→ **Stored data**:
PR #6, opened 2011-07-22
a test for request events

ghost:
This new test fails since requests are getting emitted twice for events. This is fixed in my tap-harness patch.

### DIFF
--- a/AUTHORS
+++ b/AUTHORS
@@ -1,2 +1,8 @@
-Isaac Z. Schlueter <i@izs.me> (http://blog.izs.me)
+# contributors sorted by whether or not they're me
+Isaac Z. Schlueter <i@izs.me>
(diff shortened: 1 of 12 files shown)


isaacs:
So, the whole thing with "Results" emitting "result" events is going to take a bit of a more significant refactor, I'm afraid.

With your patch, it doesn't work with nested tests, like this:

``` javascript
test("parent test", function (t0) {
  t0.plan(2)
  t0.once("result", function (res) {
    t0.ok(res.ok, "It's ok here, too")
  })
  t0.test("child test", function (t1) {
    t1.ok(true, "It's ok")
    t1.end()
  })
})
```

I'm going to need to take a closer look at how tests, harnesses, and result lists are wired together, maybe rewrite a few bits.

* * *

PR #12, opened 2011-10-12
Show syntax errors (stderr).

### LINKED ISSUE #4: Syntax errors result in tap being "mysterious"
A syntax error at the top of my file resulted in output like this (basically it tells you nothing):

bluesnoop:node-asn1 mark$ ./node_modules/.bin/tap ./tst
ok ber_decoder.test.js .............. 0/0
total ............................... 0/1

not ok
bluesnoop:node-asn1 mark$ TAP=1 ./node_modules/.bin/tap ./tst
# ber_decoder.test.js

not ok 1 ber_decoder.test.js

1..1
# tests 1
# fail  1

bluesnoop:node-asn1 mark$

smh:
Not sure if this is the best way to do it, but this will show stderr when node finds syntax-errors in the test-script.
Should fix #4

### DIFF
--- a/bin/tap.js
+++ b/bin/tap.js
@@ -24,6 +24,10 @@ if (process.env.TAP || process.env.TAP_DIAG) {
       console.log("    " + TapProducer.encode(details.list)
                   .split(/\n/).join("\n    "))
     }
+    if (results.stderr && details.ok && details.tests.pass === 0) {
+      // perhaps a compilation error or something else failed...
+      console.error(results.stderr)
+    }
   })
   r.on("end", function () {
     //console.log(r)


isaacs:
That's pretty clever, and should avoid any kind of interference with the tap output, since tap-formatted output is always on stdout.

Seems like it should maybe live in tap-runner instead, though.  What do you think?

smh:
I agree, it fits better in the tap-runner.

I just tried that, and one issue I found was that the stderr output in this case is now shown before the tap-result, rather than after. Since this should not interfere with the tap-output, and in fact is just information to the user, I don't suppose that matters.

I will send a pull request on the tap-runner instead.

→ **Instructions for the task**: Could you return all lines from the data above that contain the string "errors"?

→ **Written solution**:
Show syntax errors (stderr).
### LINKED ISSUE #4: Syntax errors result in tap being "mysterious"
Not sure if this is the best way to do it, but this will show stderr when node finds syntax-errors in the test-script.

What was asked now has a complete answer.